→ Work request:
Each line of the data should be duplicated precisely.
****************************************
PR #1930, opened 2020-11-20
Use Select for enums

fiskus:
# Description

* Used Select for enums
* Handled complex enums like `{ "type": "array", "enum": [[1, 2], [10, 20]] }`
* Moved values formatting into `PreviewValue` component, added tooltip with JSON for objects


nl0 (approved):
works and looks really good, tho i've spotted one inconsistency in type display: enum types are rendered in regular font while primitive ones -- in fixed-width font
Screenshot 2020-11-23 at 09 32 20

fiskus:
> enum types -- in fixed-width font

Thanks, fixed

PR #1933, opened 2020-11-24
Workflow is required always, even when no default workflow

fiskus:
# Description

Workflow can be optional for package creation. But UI element is mandatory and should have value always

Screenshot from 2020-11-24 12-37-18


fiskus:
@nl0 fix is ready, but I want to merge it after resolving conflicts when your PR #1856 would be in the master

PR #1934, opened 2020-11-24
Discuss: Coding Standards guide

fiskus:
Guide for formatting and programming practices outside of ESLint scope. Logging rules is crucial to preserve healthy PR culture.

Ideal scenario: don't demand code changes when this isn't covered with this guide.


nl0 (commented):
great idea. i'll try to get to this soonish and capture as many conventions as i can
****************************************
→ Final answer:
PR #1930, opened 2020-11-20
Use Select for enums

fiskus:
# Description

* Used Select for enums
* Handled complex enums like `{ "type": "array", "enum": [[1, 2], [10, 20]] }`
* Moved values formatting into `PreviewValue` component, added tooltip with JSON for objects


nl0 (approved):
works and looks really good, tho i've spotted one inconsistency in type display: enum types are rendered in regular font while primitive ones -- in fixed-width font
Screenshot 2020-11-23 at 09 32 20

fiskus:
> enum types -- in fixed-width font

Thanks, fixed

PR #1933, opened 2020-11-24
Workflow is required always, even when no default workflow

fiskus:
# Description

Workflow can be optional for package creation. But UI element is mandatory and should have value always

Screenshot from 2020-11-24 12-37-18


fiskus:
@nl0 fix is ready, but I want to merge it after resolving conflicts when your PR #1856 would be in the master

PR #1934, opened 2020-11-24
Discuss: Coding Standards guide

fiskus:
Guide for formatting and programming practices outside of ESLint scope. Logging rules is crucial to preserve healthy PR culture.

Ideal scenario: don't demand code changes when this isn't covered with this guide.


nl0 (commented):
great idea. i'll try to get to this soonish and capture as many conventions as i can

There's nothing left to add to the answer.